Is Paddington a Religious Figure?

I didn’t grow up with Paddington. I come from a different cultural background, so nobody ever read these books to me, nor did I have a personal stuffed rendition of this apparent icon to sleep with as a child. And even though I have resided in the UK for long enough to become aware of Paddington’s existence in the cultural sphere, I’d like to say that I was going to watch Paddington and Paddington 2 relatively unbiased.

I don’t necessarily want to review these films formally here. What I am interested in exploring is a strange social disconnect I observed after admitting to not being a fan of either of these films. Usually – and this is backed up by years of experience in dispensing bizarre takes on movies – after sharing a controversial opinion on any film, I would encounter some kind of response. Someone would call me an idiot, someone would attempt to show me the error of my ways by condescending me into liking what they feel everyone should like, someone would re-share my take and make fun of me and there would be some who would give me the proverbial thumbs-up. In other words, I would experience some kind of engagement. Not this time, though. This time I felt as though I had farted in a church.
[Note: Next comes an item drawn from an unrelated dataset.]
Issue #239, opened 2020-05-08
Argument list too long issue


rpalcolea:
Hi folks,

Found that having projects with massive classpaths can not be used with spotbugs plugin. For example:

Moreover, when I started trawling the Internet in search for reviews to read, I found – unsurprisingly – that not only are these films nearly universally adored, they are loved in a rather peculiar way. Normally, even a cursory look at Letterboxd will yield at least a handful of compelling observations that actually pertain to the substance of the film in question. People would pass comments about the acting, direction, maybe even point to specific scenes which interrogate the film’s thematic aspirations particularly well. Therefore, I was quite surprised to find that apart from a few choice comments highlighting the production design and costuming, the absolute vast majority of reviews for either of the two Paddington movies did not engage with the movie itself. Instead, these reviews would specifically address the way in which these movies made the reviewers feel; they would reminisce about their childhood, wax poetic about the bear’s significance as a role model in their formative years, or comment upon the general charm and positivity emanating from the films. But nobody would venture any deeper to ask why this marmalade-addicted beacon of wholesomeness is so great. He is great because he’s charming and he’s charming because he’s great. Paddington’s greatness is axiomatic.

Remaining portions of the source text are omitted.